In the wake of the Charlie Hebdo massacre this January, The New York Times, despite having had a good nine years to figure out how to decide whether to reprint Mohammed images that are used as justification for Islamist murder, elected predictably not to re-publish the most newsworthy cartoon of the year, and then sprinkled self-congratulation onto its self-censorship in the form of this ludicrous claim from Editor Dean Baquet:
We have a standard that is long held and that serves us well: that there is a line between gratuitous insult and satire. Most of these are gratuitous insult.
That assertion was amply disproven within hours of its utterance, and in fact was pre-disproven by The Times' own decision just days earlier to not publish file photographs of a non-satirical statue of Mohammed that stood atop a Manhatttan Appellate Division Courthouse without incident for a half-century. If the Paper of Record was being honest about its "standard," Baquet would have said "We're more worried about the angry Muslims, sorry!"
Well, the Times has now basically admitted that very sentiment, albeit with typically pompous, obfuscatory verbiage. The paper's latest display of free-speech fecklessness begins with this image, published Monday:
New York Times
Yep, that's Pope Benedict XVI, made out of condoms.
After the ensuing outrage, Standards Editor Philip B. Corbett issued a remarkable statement essentially codifying the Heckler's Veto into the Times' styleguide:
There's no simple, unwavering formula we can apply in situations like this. We really don't want to gratuitously offend anyone's deeply held beliefs. That said, it's probably impossible to avoid ever offending anyone. We have to make these judgments all the time. Reasonable people might disagree about any one of them. I don't think these situations — the Milwaukee [condom-Pope] artwork and the various Muhammad caricatures — are really equivalent. For one thing, many people might disagree, but museum officials clearly consider this Johnson piece to be a significant artwork. Also, there's no indication that the primary intent of the portrait is to offend or blaspheme (the artist and the museum both say that it is not intended to offend people but to raise a social question about the fight against AIDS). And finally, the very different reactions bear this out. Hundreds of thousands of people protested worldwide, for instance, after the Danish cartoons were published some years ago. While some people might genuinely dislike this Milwaukee work, there doesn't seem to be any comparable level of outrage.

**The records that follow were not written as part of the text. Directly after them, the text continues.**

Issue #810, opened 2022-12-10
Use UTC time checkbox is inverted


jackbond:
**Describe the bug**
In the "Recent Application and Container Exit Event Reasons" section, if you check the "Use UTC time" box, it uses local time, if you uncheck the box, it uses UTC time.

**To Reproduce**
Check and uncheck the box.

**Expected behavior**
Checking a box labeled "Use UTC time" should result in times being displayed in UTC.

SF version 9.1.1390.9590
Browser: Edge 107.0.1418.62

jeffj6123:
fixed in newest CU

PR #824, opened 2023-01-31
Set events timeline to reflect isUTC flag at initialization

WhitWaldo:
`viz-timeline` package seems to default to UTC if otherwise unspecified, but `event-store-timeline.component.ts` defaults to `isUTC 
 = false`. While these eventually align after the user toggles the UTC checkbox (`isUTC = true` now), it means the timeline shifts back to UTC when the box is again unchecked, which is how it should have started initially before the toggling.

This simply sets the timezone option explicitly at after-view initialization instead of waiting for the user to set it via the checkbox toggle fixing #810


jeffj6123:
improvements taken here as basis for additoinal improvements in pr #829

PR #837, opened 2023-04-04
Accessibility bugs

chensation:
merge fixes for accessibility bugs

### DIFF
--- a/src/SfxWeb/src/app/views/BaseView.ts
+++ b/src/SfxWeb/src/app/views/BaseView.ts
@@ -1,0 +1,5 @@
+import { ElementRef } from "@angular/core";
+
+export interface IBaseView {
+    el: ElementRef;
+}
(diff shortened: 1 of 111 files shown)


src/SfxWeb/src/app/views/BaseView.ts
```diff
@@ -0,0 +1,5 @@
+import { ElementRef } from "@angular/core";
```
jeffj6123, line 1: is this still used?

jeffj6123 (changes requested):

src/SfxWeb/src/app/views/BaseView.ts
chensation: It's not being used, this was originally for the 'skip to content', I asked if we could keep it in case we wanted to use it later.

PR #838, opened 2023-04-05
Naming viewer

jeffj6123:
provide a way to view metrics emitted by the naming service and provide an interface to be able to easily compare how they change over time.
namingviewer


chensation (approved):
looks good, the event store stuff will need to be changed once the chips are implemented, I'll get to that when I'm working on it.

PR #856, opened 2023-05-23
fixed change detection

chensation:
Fixed the delayed change detection bug present in PowerShell commands.  See bug within the attached image.
new commands

### DIFF
--- a/src/SfxWeb/src/app/modules/powershell-commands/command/command.component.ts
+++ b/src/SfxWeb/src/app/modules/powershell-commands/command/command.component.ts
@@ -27,7 +27,7 @@ export class CommandComponent implements OnInit{
     this.requiredParams = this.command.parameters.filter(p => p.required);
     this.optionalParams = this.command.parameters.filter(p => !p.required);
 
-    this.inputForm.valueChanges.subscribe(_ => { this.updateInvalidInputText(); });
+    this.inputForm.valueChanges.subscribe(_ => { this.updateInputs(); });
   }
 
   goToReference(e: any) {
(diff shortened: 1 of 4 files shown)


src/SfxWeb/src/app/modules/powershell-commands/command/command.component.ts
```diff
@@ -42,12 +43,20 @@ export class CommandComponent implements OnInit{
...
     for (let name in this.requiredInputs?.controls) {
-      if (!this.requiredInputs.controls[name]?.valid)
+      this.command.getParam(name).value = this.requiredInputs.controls[name].value;
+      if (!this.requiredInputs.controls[name]?.valid){
         invalids.push(name);
+      }
     }
     this.invalidInputs = invalids.join(', ');
+
+    for (let name in this.optionalInputs?.controls) {
```
jeffj6123, line 56: when is optionalinputs null?

src/SfxWeb/src/app/modules/powershell-commands/command/command.component.ts
```diff
@@ -42,12 +43,20 @@ export class CommandComponent implements OnInit{
     return this.inputForm.controls['optionalInputs'] as UntypedFormGroup;
   }
 
-  updateInvalidInputText() {
+  updateInputs() {
     let invalids = [];
     for (let name in this.requiredInputs?.controls) {
```
jeffj6123, line 48: when is this null?

jeffj6123 (changes requested):

src/SfxWeb/src/app/modules/powershell-commands/command/command.component.ts
chensation: they were erroring out on page load as inputForm was not set yet, undefined/null was being returned by the getters. Checking again today that doesn't seem to be the case anymore(???). Removed.

src/SfxWeb/src/app/modules/powershell-commands/command/command.component.ts
chensation: Removed.

PR #870, opened 2023-08-31
Dev/yisu/fmql diagnosis

GeoffreyMa:


GeoffreyMa:
Added a warning panel in Clluster/Essential page, when FM partition is in quorum loss status. Also included e2e test and made sure all tests are passed.

src/SfxWeb/src/app/Models/RawDataTypes.ts
```diff
@@ -1,3 +1,4 @@
+import { extend } from 'cypress/types/lodash';
```
chensation, line 1: is this import being used? If not can you remove it?

src/SfxWeb/src/app/views/cluster/essentials/essentials.component.ts
```diff
@@ -91,6 +98,17 @@ export class EssentialsComponent extends BaseControllerDirective {
...
       this.clusterUpgradeProgress.refresh(messageHandler),
+      this.RestClient.getPartitionById("00000000-0000-0000-0000-000000000001", messageHandler).pipe(map((partition) => {
+        this.fmQuorumLossStatus = partition.PartitionStatus;
+        if (this.fmQuorumLossStatus == "InQuorumLoss") {
+          this.fmQuorumLossWarning = "The Failover Manager service is in quorum loss state. " +
+          "Cluster may not be responding. " + 
+          "Service failover, automatic recovery will be blocked. " + 
+          "Health/availability state of services/nodes may not be reflected. "
+        }
+        this.partition = partition;
```
chensation, line 109: this.partition is not being used, remove it

src/SfxWeb/src/app/views/cluster/essentials/essentials.component.ts
```diff
@@ -91,6 +98,17 @@ export class EssentialsComponent extends BaseControllerDirective {
       this.nodes.refresh(messageHandler).pipe(map(() => {this.updateItemInEssentials(); })),
       this.systemApp.refresh(messageHandler).pipe(catchError(err => of(null))),
       this.clusterUpgradeProgress.refresh(messageHandler),
+      this.RestClient.getPartitionById("00000000-0000-0000-0000-000000000001", messageHandler).pipe(map((partition) => {
+        this.fmQuorumLossStatus = partition.PartitionStatus;
+        if (this.fmQuorumLossStatus == "InQuorumLoss") {
```
chensation, line 103: use ===

src/SfxWeb/src/app/views/cluster/essentials/essentials.component.ts
```diff
@@ -91,6 +98,17 @@ export class EssentialsComponent extends BaseControllerDirective {
...
+          this.fmQuorumLossWarning = "The Failover Manager service is in quorum loss state. " +
+          "Cluster may not be responding. " + 
+          "Service failover, automatic recovery will be blocked. " + 
+          "Health/availability state of services/nodes may not be reflected. "
```
chensation, line 107: Why are you using + and multiple strings here? If you just want to break up the string so it doesn't look too long, you can use [template literals](https://developer.mozilla.org/en-US/docs/Web/JavaScript/Reference/Template_literals), which allows you to break a string into multiple lines. Also, since this string is not used anywhere else and does not need to have any other values, you can initialize it with this value and remove the if statement.

src/SfxWeb/src/app/views/cluster/essentials/essentials.component.ts
chensation, line 103: use ===

src/SfxWeb/src/app/views/cluster/essentials/essentials.component.ts
chensation, line 109: this.partition is not being used, remove it

src/SfxWeb/src/app/views/cluster/essentials/essentials.component.ts
```diff
@@ -91,6 +98,17 @@ export class EssentialsComponent extends BaseControllerDirective {
       this.nodes.refresh(messageHandler).pipe(map(() => {this.updateItemInEssentials(); })),
       this.systemApp.refresh(messageHandler).pipe(catchError(err => of(null))),
       this.clusterUpgradeProgress.refresh(messageHandler),
+      this.RestClient.getPartitionById("00000000-0000-0000-0000-000000000001", messageHandler).pipe(map((partition) => {
```
chensation, line 101: We can probably turn this getPartitionById into its own function in data.service.ts as getFailoverManagerPartition, or alternatively add a comment explaining that the parititon id 00000000-0000-0000-0000-000000000001 points to FM.

src/SfxWeb/src/app/views/cluster/essentials/essentials.component.ts
```diff
@@ -41,12 +43,15 @@ export class EssentialsComponent extends BaseControllerDirective {
   replicasDashboard: IDashboardViewModel;
   upgradesDashboard: IDashboardViewModel;
   upgradeAppsCount = 0;
+  fmQuorumLossStatus : string;
```
jeffj6123, line 46: change this to a boolean

src/SfxWeb/src/app/views/cluster/essentials/essentials.component.html
```diff
@@ -40,6 +40,10 @@ <h3 class="nested-header heading">Throttled Infrastructure Jobs</h3>
   </app-collapse-container>
 </div>
 
+<div *ngIf="fmQuorumLossStatus === 'InQuorumLoss'" style="margin-bottom: 15px;" data-cy="fmql-warning">
```
jeffj6123, line 43: move this to a constant and check in the controller component.

src/SfxWeb/src/app/views/cluster/essentials/essentials.component.ts
```diff
@@ -91,6 +98,10 @@ export class EssentialsComponent extends BaseControllerDirective {
       this.nodes.refresh(messageHandler).pipe(map(() => {this.updateItemInEssentials(); })),
       this.systemApp.refresh(messageHandler).pipe(catchError(err => of(null))),
       this.clusterUpgradeProgress.refresh(messageHandler),
+      this.RestClient.getPartitionById(this.data.getFailoverManagerPartition(), messageHandler).pipe(map((partition) => {
```
jeffj6123, line 101: given the FM partition ID is a constant, we should set it as a constant.

jeffj6123 (changes requested):

src/SfxWeb/src/app/views/cluster/essentials/essentials.component.ts
GeoffreyMa: image
The data I get from API call is in string type. I can change the variable name to "fmPartitionStatus" if it's causing confusion.

src/SfxWeb/src/app/views/cluster/essentials/essentials.component.ts
GeoffreyMa: Should I create a new export in Common/Constants.ts that includes several service partition Ids?

jeffj6123: Yes that works

src/SfxWeb/src/app/Common/Constants.ts
```diff
@@ -224,6 +224,11 @@ export class TelemetryEventNames {
 }
 
 
+export class SystemServicePartitionId {
```
jeffj6123, line 227: make this plural

src/SfxWeb/src/app/views/cluster/essentials/essentials.component.ts
```diff
@@ -91,6 +99,12 @@ export class EssentialsComponent extends BaseControllerDirective {
       this.nodes.refresh(messageHandler).pipe(map(() => {this.updateItemInEssentials(); })),
       this.systemApp.refresh(messageHandler).pipe(catchError(err => of(null))),
       this.clusterUpgradeProgress.refresh(messageHandler),
+      this.RestClient.getPartitionById(SystemServicePartitionId.FailoverManagerId, messageHandler).pipe(map((partition) => {
+        if (partition.PartitionStatus === 'InQuorumLoss') {
```
jeffj6123, line 103: this should be like
this.fmQuorumLossStatus = partition.PartitionStatus === 'InQuorumLoss'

Bolding mine, to highlight the precise terms of the capitulation.
So if you gin up a sufficient "level of outrage" (which, in the Danish cartoon example Corbett cites, includes the murder of more than 200 people), then we will prioritize your ideas about prior restraint. If, on the other hand, you are modern enough to eschew deadly rioting at the sight of contemporary or historical images demonstrating an intentional racist/collectivist animus against Jews, Japs, blacks or whoever else, then your editorial preferences are basically irrelevant. This is a perfect illustration of the Heckler's Veto, which you can read all about in the Reason archives here.
NYCourts.gov
To be fair to Corbett, he wasn't specifically referring here to the decision not to reprint the file photo of the Mohammed statue. To be even more fair, any intellectually honest "standards editor" would have, since that's the paper's operational standard, high-fallutin' concerns about "significant artwork" and "primary intent" be damned. Recall the NYT's own formulation in its article about the Mohammed courthouse statue in Manhattan:
[I]n 1955 […] the statue was finally removed out of deference to Muslims, to whom depictions of the prophet are an affront. (For the same reason, The New York Times has chosen not to publish photographs of the statue with this article.)
Because "depictions of the prophet are an affront" to Muslims, the Times reasons (inaccurately, as any trip to the U.S. Supreme Court could confirm), the paper will not even show a historical photograph of a significant artwork whose primary intent was to honor Islam's prophet. All because a minority of contemporary Muslims have sporadically used a minority of available Mohammed representations to commit murder.
Contra Corbett, this does represent a "simple, unwavering formula," just not one that reflects well on the news judgment and editorial spine of the nation's allegedly premier newspaper. The deal goes like this: If you drive the death count high enough, the paper will capitulate to your publishing demands.
Such cowardice, if widespread enough, threatens us all, particularly those who live the most bravely. As I wrote on the awful day of January 7,
If more of us were brave, and refused to yield to the bomber's veto, and maybe reacted to these eternally recurring moments not by, say, deleting all your previously published Muhammad images, as the Associated Press is reportedly doing today, but rather by routinely posting newsworthy images in service both to readers and the commitment to a diverse and diffuse marketplace of speech, then just maybe Charlie Hebdo wouldn't have stuck out so much like a sore thumb. It's harder, and ultimately less rewarding to the fanatical mind, to hit a thousand small targets than one large one.